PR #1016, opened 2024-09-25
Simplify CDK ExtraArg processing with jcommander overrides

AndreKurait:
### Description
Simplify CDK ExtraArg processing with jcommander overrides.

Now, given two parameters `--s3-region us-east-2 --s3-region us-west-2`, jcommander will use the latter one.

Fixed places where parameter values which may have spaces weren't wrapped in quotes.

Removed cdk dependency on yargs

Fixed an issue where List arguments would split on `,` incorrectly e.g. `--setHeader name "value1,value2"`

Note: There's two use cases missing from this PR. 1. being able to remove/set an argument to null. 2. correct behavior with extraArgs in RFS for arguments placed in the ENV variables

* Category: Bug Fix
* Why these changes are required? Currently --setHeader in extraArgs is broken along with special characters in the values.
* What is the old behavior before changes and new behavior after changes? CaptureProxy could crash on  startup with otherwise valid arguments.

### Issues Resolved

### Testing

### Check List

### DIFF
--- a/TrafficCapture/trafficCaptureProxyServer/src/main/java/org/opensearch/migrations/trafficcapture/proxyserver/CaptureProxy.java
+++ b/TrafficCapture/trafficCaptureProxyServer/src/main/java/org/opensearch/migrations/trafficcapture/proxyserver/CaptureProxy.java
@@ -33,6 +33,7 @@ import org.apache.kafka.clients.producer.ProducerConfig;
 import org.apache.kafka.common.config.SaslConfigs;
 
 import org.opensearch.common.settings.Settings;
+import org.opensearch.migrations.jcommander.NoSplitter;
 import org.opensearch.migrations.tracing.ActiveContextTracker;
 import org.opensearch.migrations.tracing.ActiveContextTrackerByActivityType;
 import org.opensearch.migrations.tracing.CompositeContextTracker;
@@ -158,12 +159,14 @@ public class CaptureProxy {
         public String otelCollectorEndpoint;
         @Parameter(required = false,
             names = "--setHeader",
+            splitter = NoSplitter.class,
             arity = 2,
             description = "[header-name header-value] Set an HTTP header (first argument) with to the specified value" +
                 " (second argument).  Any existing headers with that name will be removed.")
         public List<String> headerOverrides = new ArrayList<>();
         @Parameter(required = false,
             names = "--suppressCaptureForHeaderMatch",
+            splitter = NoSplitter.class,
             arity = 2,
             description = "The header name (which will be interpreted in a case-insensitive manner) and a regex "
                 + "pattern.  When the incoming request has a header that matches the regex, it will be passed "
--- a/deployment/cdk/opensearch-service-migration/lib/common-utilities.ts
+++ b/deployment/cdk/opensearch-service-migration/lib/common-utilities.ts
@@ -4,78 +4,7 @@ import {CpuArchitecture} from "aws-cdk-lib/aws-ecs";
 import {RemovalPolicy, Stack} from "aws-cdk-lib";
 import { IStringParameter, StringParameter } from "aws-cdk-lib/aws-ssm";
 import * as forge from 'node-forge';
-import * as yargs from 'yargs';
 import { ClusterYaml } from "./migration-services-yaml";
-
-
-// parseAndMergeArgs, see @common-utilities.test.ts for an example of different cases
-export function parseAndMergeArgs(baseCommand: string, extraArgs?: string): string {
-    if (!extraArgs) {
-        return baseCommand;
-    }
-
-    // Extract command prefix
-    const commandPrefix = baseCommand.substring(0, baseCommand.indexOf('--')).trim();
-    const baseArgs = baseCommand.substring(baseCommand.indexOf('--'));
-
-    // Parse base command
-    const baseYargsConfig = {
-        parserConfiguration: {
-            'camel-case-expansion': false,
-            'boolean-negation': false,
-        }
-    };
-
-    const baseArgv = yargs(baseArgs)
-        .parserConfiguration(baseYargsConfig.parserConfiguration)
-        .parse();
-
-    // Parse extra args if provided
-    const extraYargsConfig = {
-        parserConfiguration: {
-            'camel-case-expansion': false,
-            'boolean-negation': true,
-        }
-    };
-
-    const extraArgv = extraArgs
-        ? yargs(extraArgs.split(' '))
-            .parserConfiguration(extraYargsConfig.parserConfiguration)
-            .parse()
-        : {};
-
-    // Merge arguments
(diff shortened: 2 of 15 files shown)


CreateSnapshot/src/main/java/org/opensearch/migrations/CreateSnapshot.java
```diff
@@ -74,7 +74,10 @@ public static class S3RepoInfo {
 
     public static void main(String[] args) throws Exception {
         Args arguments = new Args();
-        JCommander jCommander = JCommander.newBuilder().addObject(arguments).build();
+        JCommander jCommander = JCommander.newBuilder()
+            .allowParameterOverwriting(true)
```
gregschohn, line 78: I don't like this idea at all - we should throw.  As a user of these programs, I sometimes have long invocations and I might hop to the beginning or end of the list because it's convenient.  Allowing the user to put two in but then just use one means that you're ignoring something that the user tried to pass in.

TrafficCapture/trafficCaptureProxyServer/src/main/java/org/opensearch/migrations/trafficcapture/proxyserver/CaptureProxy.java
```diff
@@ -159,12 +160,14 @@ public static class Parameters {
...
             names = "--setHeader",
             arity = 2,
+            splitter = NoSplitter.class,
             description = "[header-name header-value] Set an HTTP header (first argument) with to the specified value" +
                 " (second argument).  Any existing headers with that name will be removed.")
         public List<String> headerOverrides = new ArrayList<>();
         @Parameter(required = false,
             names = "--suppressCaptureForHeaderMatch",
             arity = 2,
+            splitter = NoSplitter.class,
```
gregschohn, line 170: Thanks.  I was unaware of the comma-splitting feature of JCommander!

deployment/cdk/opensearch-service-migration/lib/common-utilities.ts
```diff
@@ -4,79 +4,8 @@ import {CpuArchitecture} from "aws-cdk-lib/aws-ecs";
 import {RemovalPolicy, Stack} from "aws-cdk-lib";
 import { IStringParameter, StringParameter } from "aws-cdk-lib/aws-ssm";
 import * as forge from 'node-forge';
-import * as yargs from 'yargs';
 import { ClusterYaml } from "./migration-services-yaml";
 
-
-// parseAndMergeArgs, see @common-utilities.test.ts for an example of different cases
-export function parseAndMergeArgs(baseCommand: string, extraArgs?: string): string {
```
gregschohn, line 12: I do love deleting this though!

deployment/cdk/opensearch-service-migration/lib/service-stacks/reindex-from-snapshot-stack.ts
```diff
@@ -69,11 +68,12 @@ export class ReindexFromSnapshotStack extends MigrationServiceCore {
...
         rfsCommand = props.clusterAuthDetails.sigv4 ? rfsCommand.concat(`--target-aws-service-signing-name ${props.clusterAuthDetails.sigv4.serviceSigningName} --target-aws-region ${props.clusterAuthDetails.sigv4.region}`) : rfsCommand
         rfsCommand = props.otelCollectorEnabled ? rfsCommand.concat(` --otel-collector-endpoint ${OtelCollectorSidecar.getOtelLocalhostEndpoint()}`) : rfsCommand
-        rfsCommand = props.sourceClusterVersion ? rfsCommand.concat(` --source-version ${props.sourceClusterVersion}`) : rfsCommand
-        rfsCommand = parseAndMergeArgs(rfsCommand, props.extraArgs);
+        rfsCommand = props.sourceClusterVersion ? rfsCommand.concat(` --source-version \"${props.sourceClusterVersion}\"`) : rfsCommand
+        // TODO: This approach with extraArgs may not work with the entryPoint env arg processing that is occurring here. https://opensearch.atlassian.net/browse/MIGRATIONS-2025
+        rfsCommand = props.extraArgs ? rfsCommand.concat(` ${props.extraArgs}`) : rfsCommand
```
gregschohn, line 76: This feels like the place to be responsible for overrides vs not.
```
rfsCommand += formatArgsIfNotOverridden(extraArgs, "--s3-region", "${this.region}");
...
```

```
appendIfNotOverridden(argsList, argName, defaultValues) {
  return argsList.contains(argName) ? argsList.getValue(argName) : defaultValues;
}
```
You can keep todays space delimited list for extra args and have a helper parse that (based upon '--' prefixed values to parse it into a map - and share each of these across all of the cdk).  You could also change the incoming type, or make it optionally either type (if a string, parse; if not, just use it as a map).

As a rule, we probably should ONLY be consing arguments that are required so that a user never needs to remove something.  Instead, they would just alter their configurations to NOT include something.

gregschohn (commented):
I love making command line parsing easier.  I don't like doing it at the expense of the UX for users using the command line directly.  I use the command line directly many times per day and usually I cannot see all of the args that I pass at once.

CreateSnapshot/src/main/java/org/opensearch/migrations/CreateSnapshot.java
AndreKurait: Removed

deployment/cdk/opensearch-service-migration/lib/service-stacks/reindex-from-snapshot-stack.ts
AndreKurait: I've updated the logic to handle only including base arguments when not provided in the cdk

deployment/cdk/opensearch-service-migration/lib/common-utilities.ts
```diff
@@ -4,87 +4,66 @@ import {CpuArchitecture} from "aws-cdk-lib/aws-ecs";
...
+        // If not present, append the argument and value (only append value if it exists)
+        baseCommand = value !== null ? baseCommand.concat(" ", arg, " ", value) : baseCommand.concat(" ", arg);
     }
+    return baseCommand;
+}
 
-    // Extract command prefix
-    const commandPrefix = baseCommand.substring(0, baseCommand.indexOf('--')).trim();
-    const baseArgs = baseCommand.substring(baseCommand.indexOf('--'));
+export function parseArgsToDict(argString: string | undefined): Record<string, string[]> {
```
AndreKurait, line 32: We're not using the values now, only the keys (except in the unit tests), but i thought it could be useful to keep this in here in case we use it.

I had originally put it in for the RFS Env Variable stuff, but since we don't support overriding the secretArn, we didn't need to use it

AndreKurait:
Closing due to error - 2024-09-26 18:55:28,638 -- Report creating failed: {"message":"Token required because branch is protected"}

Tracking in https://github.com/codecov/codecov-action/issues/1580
• • • •
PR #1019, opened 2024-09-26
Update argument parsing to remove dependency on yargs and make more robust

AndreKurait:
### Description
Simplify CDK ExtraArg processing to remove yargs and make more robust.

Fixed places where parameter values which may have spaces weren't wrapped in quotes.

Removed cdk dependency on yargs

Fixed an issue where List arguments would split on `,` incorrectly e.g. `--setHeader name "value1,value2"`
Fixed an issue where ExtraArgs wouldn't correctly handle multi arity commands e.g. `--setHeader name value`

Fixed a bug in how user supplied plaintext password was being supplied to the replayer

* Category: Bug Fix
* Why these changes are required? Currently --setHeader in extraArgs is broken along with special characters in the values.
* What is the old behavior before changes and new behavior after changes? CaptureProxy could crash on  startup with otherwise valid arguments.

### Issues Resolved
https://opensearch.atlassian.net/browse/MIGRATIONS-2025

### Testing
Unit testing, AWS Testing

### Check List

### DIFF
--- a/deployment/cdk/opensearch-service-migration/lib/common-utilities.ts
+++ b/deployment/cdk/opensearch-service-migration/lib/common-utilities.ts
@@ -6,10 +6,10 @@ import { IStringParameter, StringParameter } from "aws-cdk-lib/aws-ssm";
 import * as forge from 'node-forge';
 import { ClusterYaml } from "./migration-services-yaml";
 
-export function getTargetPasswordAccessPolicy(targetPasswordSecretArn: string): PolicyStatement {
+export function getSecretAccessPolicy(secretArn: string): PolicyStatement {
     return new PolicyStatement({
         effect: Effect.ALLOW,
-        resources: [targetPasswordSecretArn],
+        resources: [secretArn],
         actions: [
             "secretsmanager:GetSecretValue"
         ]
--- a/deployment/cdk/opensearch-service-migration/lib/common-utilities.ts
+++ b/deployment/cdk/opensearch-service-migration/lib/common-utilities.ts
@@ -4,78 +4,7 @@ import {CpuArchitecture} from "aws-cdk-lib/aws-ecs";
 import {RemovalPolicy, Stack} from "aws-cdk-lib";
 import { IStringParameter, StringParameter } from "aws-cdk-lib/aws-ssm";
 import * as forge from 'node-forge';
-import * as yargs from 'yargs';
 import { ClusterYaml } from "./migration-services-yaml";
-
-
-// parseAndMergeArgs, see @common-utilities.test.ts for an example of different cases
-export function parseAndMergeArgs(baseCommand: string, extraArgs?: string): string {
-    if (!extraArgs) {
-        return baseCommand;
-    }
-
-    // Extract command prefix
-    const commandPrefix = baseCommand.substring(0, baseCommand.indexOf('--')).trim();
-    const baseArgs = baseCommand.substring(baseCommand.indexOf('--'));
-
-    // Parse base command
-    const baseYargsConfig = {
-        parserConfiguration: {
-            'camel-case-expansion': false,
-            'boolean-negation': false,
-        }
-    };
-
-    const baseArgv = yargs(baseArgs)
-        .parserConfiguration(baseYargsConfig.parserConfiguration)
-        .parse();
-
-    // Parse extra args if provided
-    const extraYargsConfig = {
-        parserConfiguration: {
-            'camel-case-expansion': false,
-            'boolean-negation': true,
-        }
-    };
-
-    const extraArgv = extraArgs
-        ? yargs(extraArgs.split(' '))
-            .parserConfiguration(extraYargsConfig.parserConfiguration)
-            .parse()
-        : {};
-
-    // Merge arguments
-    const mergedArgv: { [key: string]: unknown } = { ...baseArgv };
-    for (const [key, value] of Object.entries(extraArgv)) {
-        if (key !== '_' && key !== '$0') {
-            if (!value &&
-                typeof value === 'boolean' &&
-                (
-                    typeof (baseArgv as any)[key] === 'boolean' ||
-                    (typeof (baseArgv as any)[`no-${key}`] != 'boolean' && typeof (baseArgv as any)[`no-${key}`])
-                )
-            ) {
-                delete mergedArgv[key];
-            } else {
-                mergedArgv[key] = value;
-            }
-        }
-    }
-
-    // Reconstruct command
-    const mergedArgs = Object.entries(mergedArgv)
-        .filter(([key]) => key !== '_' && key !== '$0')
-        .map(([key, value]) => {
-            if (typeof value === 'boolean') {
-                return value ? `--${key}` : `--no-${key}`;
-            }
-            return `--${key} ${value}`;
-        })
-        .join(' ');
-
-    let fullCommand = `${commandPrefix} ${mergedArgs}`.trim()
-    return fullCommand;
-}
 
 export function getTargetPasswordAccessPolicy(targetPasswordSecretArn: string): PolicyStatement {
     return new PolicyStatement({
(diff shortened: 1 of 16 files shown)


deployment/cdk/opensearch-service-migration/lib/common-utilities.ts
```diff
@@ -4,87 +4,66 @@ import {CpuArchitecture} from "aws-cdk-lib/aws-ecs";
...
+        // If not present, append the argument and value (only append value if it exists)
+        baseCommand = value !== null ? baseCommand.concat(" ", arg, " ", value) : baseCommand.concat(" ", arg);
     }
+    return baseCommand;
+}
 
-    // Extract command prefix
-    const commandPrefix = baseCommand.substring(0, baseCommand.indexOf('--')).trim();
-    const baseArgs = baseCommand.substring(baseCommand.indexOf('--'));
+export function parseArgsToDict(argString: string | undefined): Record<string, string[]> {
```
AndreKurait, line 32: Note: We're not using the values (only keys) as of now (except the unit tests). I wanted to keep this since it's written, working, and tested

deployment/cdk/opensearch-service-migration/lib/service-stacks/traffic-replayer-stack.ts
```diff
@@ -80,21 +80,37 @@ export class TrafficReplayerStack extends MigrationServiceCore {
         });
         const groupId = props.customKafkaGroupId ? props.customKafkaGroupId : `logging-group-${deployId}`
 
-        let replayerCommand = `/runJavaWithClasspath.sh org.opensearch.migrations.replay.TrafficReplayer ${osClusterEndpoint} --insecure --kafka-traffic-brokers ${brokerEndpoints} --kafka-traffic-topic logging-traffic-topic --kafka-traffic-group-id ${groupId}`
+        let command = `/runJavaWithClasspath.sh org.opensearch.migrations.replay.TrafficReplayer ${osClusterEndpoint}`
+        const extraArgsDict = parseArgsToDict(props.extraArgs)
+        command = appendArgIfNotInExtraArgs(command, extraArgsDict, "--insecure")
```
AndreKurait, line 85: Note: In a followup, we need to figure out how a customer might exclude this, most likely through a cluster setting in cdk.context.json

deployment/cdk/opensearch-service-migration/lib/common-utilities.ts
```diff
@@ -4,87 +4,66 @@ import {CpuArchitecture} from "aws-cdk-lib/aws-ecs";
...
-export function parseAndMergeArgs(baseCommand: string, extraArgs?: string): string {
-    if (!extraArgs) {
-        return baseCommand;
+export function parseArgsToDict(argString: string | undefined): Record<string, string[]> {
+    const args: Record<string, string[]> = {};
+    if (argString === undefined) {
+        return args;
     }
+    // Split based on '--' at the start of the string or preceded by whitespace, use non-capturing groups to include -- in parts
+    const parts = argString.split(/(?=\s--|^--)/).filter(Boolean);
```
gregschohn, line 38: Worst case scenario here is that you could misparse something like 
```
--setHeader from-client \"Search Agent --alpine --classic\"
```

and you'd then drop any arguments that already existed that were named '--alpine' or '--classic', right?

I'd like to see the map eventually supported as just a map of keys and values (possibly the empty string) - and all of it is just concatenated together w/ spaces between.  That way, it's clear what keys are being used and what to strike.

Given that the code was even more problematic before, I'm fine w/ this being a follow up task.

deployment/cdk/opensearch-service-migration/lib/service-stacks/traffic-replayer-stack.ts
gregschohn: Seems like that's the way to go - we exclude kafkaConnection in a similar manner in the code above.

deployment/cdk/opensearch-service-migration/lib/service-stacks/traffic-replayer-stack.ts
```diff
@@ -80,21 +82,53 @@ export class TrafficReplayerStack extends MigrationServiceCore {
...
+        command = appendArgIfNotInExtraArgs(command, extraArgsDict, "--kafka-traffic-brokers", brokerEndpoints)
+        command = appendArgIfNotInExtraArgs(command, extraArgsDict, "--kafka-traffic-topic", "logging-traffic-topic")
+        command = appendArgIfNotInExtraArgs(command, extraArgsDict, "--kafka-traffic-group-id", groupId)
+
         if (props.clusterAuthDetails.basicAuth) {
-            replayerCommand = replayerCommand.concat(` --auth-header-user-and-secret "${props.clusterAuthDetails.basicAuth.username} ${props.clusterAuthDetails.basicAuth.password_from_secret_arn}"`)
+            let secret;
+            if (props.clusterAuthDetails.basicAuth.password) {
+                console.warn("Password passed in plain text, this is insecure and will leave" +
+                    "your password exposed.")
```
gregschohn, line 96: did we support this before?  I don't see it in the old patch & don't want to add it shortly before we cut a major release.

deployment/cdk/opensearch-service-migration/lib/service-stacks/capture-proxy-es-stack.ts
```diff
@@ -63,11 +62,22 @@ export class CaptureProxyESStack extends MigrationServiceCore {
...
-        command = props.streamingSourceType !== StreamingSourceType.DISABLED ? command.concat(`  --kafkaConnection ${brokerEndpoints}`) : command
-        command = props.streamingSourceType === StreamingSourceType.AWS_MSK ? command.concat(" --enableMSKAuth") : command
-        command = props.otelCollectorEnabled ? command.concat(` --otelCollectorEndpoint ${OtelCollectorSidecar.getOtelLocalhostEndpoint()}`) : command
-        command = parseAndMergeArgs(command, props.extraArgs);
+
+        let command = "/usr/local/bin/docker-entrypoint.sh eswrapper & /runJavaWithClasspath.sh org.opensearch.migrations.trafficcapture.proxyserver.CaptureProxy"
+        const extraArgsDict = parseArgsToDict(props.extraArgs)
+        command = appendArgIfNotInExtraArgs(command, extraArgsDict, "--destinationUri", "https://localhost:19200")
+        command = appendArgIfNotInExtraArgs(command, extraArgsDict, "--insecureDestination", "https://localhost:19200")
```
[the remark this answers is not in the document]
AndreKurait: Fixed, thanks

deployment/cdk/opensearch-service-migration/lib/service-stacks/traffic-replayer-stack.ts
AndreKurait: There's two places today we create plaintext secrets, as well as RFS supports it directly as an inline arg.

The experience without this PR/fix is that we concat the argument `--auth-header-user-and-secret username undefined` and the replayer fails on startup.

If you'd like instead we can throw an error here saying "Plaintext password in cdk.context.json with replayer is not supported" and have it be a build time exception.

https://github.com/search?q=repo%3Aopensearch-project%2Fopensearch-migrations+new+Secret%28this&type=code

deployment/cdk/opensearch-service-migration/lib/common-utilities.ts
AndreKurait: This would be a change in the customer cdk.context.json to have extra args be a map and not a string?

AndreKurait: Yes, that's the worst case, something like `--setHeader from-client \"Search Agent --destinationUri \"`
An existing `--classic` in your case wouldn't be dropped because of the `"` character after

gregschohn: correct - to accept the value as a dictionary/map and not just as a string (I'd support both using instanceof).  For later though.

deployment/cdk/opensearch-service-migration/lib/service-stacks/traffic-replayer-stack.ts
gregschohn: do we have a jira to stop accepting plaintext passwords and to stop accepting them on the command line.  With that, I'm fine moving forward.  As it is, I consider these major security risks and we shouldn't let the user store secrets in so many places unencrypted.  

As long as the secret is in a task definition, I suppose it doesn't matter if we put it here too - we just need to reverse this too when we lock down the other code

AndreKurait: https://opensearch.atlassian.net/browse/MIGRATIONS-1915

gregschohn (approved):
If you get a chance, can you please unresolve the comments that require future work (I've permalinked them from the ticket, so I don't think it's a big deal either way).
• • • •
Would you print exactly and only the lines of the material above that run from the line with "PR #1016, opened 2024-09-25" through the line with "Simplify CDK ExtraArg processing with jcommander overrides.", both included?

PR #1016, opened 2024-09-25
Simplify CDK ExtraArg processing with jcommander overrides

AndreKurait:
### Description
Simplify CDK ExtraArg processing with jcommander overrides.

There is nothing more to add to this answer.